* **Task directions**: Work out how many lines of the data contain "once" and reply with that number alone.

* **Data for processing**:
PR #59610, opened 2024-08-12
Avoid checking class expressions more than once

Andarist:
When investigating https://github.com/microsoft/TypeScript/issues/52892 I noticed that a class expression in the circular situation could be checked more than once. 

I couldn't recognize any issue being *fixed* by this. I manually confirmed that various diagnostics could be created by this wrapped code more than once... but `DiagnosticCollection['add']` uses a deduplication mechanism so this can't be observed.


DanielRosenwasser:
@typescript-bot test it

* **Task response**: 3